2025-12-06 コメント投稿する ▼
政府が検討するEV重量課税案、2026年度税制改正で脱炭素政策と財政の両立図る
政府は2025年12月5日の自民党税制調査会(自民党税調)で、電気自動車(EV)や燃料電池車(FCV)に対し、車両の重量に応じて税負担を増やす新たな課税制度案を提示しました。 現在の自動車税種別割では、EVとFCVは排気量がないため、最低税率区分の年額2万5000円が適用されています。
EV重量課税案で脱炭素政策に影
政府が新税制検討、与党内で慎重論噴出
政府は2025年12月5日の自民党税制調査会(自民党税調)で、電気自動車(EV)や燃料電池車(FCV)に対し、車両の重量に応じて税負担を増やす新たな課税制度案を提示しました。現在は一律年額2万5000円の低税額が適用されているEV・FCVですが、重い車体による道路への負荷を理由に「受益者負担の原則」に基づく課税強化を検討するものです。しかし与党内では、この案が脱炭素政策に逆行しかねないとの慎重論が相次いでいます。
現行制度から大幅転換の背景
現在の自動車税種別割では、EVとFCVは排気量がないため、最低税率区分の年額2万5000円が適用されています。これに対し、ガソリン車は排気量に応じて年額2万5000円から11万円まで段階的に課税される仕組みです。

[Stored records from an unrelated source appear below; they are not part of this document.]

PR #4721, opened 2026-07-07
[peft] fix: support TE 2.17 grouped expert LoRA

cuichenx:
## What

- Make `GroupedExpertLinearAdapter` compatible with the Transformer Engine 2.14 through 2.17 private `_GroupedLinear` call layouts.
- Detect explicit split arguments and workspace outputs independently, then pass the matching non-tensor tuple and return only the output tensor.
- Add a behavioral CUDA regression that exercises normal adapter training, gradients, and no-grad inference while creating the real TE grouped-linear helper as a byproduct.

## Why

Transformer Engine 2.17 moved `m_splits` out of `non_tensor_args` into a dedicated `_GroupedLinear.forward` parameter. Megatron-Bridge called that private function using the older layout, which shifted every subsequent argument. The same unexercised path also omitted a TE 2.15/2.16 tuple field and propagated `(output, workspaces)` instead of the output tensor.

An independent review also caught that TE 2.14 uses a helper-module field and returns a bare tensor. The feature detection preserves that legacy contract while handling the workspace-based TE 2.15/2.16 contract and explicit-splits TE 2.17 contract.

This was discovered while validating the TE bump in #4696, but the fix is independent and can land before that bump.

## Validation

- `uv run python -m pytest tests/unit_tests/peft/test_utils.py` — 71 passed
- Real TE 2.16 CUDA grouped-linear adapter forward, backward, and no-grad inference — passed
- Exact TE 2.14 and 2.17 source contracts — inspected

The test runs against the TE version installed in CI rather than duplicating private signatures in test code, so it will naturally cover TE 2.17 when the dependency bump is applied.

### DIFF
--- a/src/megatron/bridge/peft/utils.py
+++ b/src/megatron/bridge/peft/utils.py
@@ -12,10 +12,12 @@
 # See the License for the specific language governing permissions and
 # limitations under the License.
 
+import inspect
 import logging
 import math
 import re
 from dataclasses import dataclass, fields
+from functools import cache
 from importlib import import_module
 from importlib.metadata import version
 from pathlib import Path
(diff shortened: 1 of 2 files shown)


cuichenx:
Superseded by #4772. We are migrating the TE 2.16/2.17 compatibility dispatch there only for FP8, while keeping BF16 on the public grouped-MM path and documenting removal once Transformer Engine provides a public functional grouped-linear API.

PR #4727, opened 2026-07-08
build(deps): constrain tokenizers below 0.23 so CLIP tokenizers construct

pruprakash:
## Summary

FLUX inference crashes on every rank before generation, in
`FluxInferencePipeline.load_text_encoders` when constructing the CLIP tokenizer:

    TypeError: RobertaProcessing.__new__() got an unexpected keyword argument 'cls'

Root cause: `[tool.uv]` sets `prerelease = "allow"` and `tokenizers` had no upper
bound, so the lock resolved **`tokenizers 0.23.0rc0`** — a release candidate that
renames `RobertaProcessing`'s `cls` keyword to `cls_token`. transformers (including
current main) still passes `cls=`, so any `CLIPTokenizer` construction raises at
`__init__`. This blocks FLUX inference and any other path that builds a CLIP tokenizer.

## Changes

- `pyproject.toml`: add `tokenizers>=0.22.0,<0.23` to `[tool.uv] override-dependencies`
  (alongside the existing onnx / langchain pins), resolving tokenizers to **0.22.2**.
- `uv.lock`: regenerated — `tokenizers 0.23.0rc0 → 0.22.2`.
- `tests/unit_tests/utils/test_tokenizers_compat.py`: regression guard asserting the
  installed `RobertaProcessing` accepts the exact kwargs transformers' `CLIPTokenizer`
  passes (`sep`, `cls`, `add_prefix_space`, `trim_offsets`) — fails fast if the lock ever
  drifts back to a renaming build.

## Why this layer (not the prerelease policy or transformers)

- `prerelease = "allow"` is global and intentional (other deps here depend on prerelease /
  internal wheels); disabling it would churn unrelated resolutions. Scoping the fix to the
  one offending package via `override-dependencies` is the surgical, repo-idiomatic move.
- The cap is `<0.23`, not `!=0.23.0rc0`: the `cls → cls_token` rename lives in the whole
  0.23 line, so excluding only the rc would let a future stable `0.23.0` reintroduce the
  crash. Lift the bound once transformers adopts the renamed kwarg.
- transformers is the component behind the API change, but it can't be fixed from this repo;
  pinning tokenizers to the compatible line is the correct lock-side fix.

## Verification

- **Dep-compat (red-green):** `RobertaProcessing(sep=…, cls=…, add_prefix_space=…, trim_offsets=…)`
  — RED on `0.23.0rc0` (`TypeError: unexpected keyword argument 'cls'`); GREEN on `0.22.2`
  (constructs). This is exactly what the new unit test asserts.
- **E2E (`nvcr.io/nvidian/nemo:26.06.01.rc0`, EOS):** FLUX inference — the failing artifact —
  runs the full HF→Megatron convert → inference → denoise pipeline to completion and writes an
  image with tokenizers `0.22.2` (the version this constraint resolves to); it crashed at the
  CLIP tokenizer load before. (The shipped container venv still bakes `0.23.0rc0`; the lock fix
  takes effect once a container rebuilds from the updated lock — the e2e confirms `0.22.2` is
  the correct, working target.)

## Reference

- NVBug 6317367 (prior conversion-step layer: 6169776).


cuichenx (dismissed):

cuichenx:
Upstream compatibility follow-up:

Transformers support for tokenizers 0.23.1 is **not released and is not on current main yet**. The adaptation is in open [huggingface/transformers#46381](https://github.com/huggingface/transformers/pull/46381); the specific CLIP/Roberta positional-argument change is [commit 876dc367](https://github.com/huggingface/transformers/commit/876dc3674556f744f2ba63aac2a8dd08dd51511e). The PR currently proposes `tokenizers>=0.23.1,<0.24.0`.

Verified with isolated construction probes:

| Transformers | tokenizers | Result |
|---|---:|---|
| 5.8.1 (current Bridge pin) | 0.22.0 | Incompatible resolver constraints through `huggingface-hub` |
| 5.8.1 | 0.22.1 | `CLIPTokenizer()` passes |
| 5.8.1 | 0.22.2 | `CLIPTokenizer()` passes |
| 5.8.1 | 0.23.0rc0 | Import passes; `CLIPTokenizer()` fails on unexpected `cls` |
| 5.8.1 | 0.23.1 | Rejected by Transformers metadata and API-incompatible |
| 5.13.0 (latest release checked) | 0.23.0rc0 | Same `cls` construction failure |
| 5.13.0 | 0.23.1 | Unsatisfiable from package metadata |
| #46381 head | 0.23.1 | `CLIPTokenizer()` passes |

This supports the temporary global `tokenizers<0.23` override for Bridge's current `transformers>=5.8.1,<5.9.0` range. It should be lifted atomically with a future Transformers bump that actually contains the upstream adaptation.

qiaochuz-nv:
Retrospective QA-fix tracking issue: #6014. It records the fix authored by @pruprakash and delivered by this merged PR.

総務省の「自動車関係税制のあり方に関する検討会」が2025年10月6日に示した案では、EVやFCVの車両重量を新たな課税基準とすることを提案しています。背景には、高級EVの増加で重量2トンを超える車両が普及する一方、道路への負荷に見合った税負担をしていないという指摘があります。
「道路の維持管理費用が増大しているのに、重いEVが安い税金なのは不公平だ」
「高級EVに乗る人が税制優遇を受けるのはおかしい」
「車重2トン超のEVが軽自動車より安い税金って理解できない」
「脱炭素は大事だが、インフラ負担の公平性も必要だ」
「道路の傷み具合は車の重さに比例するから、重量課税は当然だ」
与党内で割れる意見
自民党税調での議論では、EV課税強化に対する慎重論が目立ちました。特に脱炭素政策との整合性について疑問視する声が多く聞かれています。政府が2050年カーボンニュートラル実現を掲げる中で、EVの普及促進策と逆行する可能性が指摘されています。
一方、経済産業省は自動車関連税制の抜本的見直しを求める姿勢を崩しておらず、現行の自動車税と自動車重量税の一本化による簡素化を提案しています。日本自動車工業会(自工会)も経産省と同じ立場で、保有時の税制統合を求めています。
財政と環境政策の板挟み
車体課税に関する税収は、2025年度で約1兆9923億円が見込まれており、ピーク時の1996年度と比較して約4200億円減少している状況です。地方自治体にとって重要な財源である一方、環境性能の高い車両への優遇措置は脱炭素政策の柱となっています。
総務省案では、車両重量を課税基準とすることで税負担の公平性を図る考えですが、結果的に環境負荷の少ないEVの税負担が増加することになります。これについて与党内では「カーボンニュートラル目標と整合しない」との批判も出ています。
今後の焦点は税制改正大綱
政府・与党は2025年12月末の2026年度税制改正大綱取りまとめに向けて協議を本格化させます。EV課税案については、11月にまとめられる総務省検討会の報告書を踏まえ、与党税制改正大綱への反映が検討される見通しです。
ただし、与党内の慎重論や自動車業界の反発を受け、最終的な制度設計では環境配慮措置が組み込まれる可能性も高く、単純な重量課税ではない複合的な仕組みになることも予想されます。脱炭素政策と税負担の公平性をどう両立させるかが、今後の最大の焦点となります。